### DATA TO PROCESS
┌──
PR #242, opened 2016-08-29
Add gradle wrapper to repo

timyitong:
Gradle wrapper is a more stable and env-independent gradle that allows multiple
gradle versions work with different projects and avoid stomping upon each other. 

According to gradle doc: https://docs.gradle.org/current/userguide/gradle_wrapper.html

Three things needed to be checked in:
```
gradlew
gradlew.bat
gradle/
```

But after we checked in them once, next time we only need to bump up gradle
versions in `gradle/wrapper/gradle-wrapper.properties` to get latest gradle.

For people who are a bit annoyed by `gradlew` because you need to retrieve back to project root to call the script. Here is a cool script redirecting `gradle` to use `gradlew` if one existed in a parent directory: https://github.com/cbeams-archive/shell-scripts ; and fall back to system `gradle` if none exists. 

@jq @saurfang @deerzq


saurfang:
:shipit:

PR #243, opened 2016-08-30
Evaluation on List and RDD

saurfang:
It turns out evaluation on list is indeed useful when we want to perform them on bucketed dataset. Those bucketed results are often small enough that they can run on executor in parallel. Adding List based evaluation back for binary classification with a little bit of suboptimal DRY.

@luanjunyi @deerzq @jq


deerzq:
LGTM

luanjunyi:
@saurfang ++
└──
### WHAT TO DO
Scan the entries for the word "List". Report each line that has it.

### ANSWER BOX
Evaluation on List and RDD
It turns out evaluation on list is indeed useful when we want to perform them on bucketed dataset. Those bucketed results are often small enough that they can run on executor in parallel. Adding List based evaluation back for binary classification with a little bit of suboptimal DRY.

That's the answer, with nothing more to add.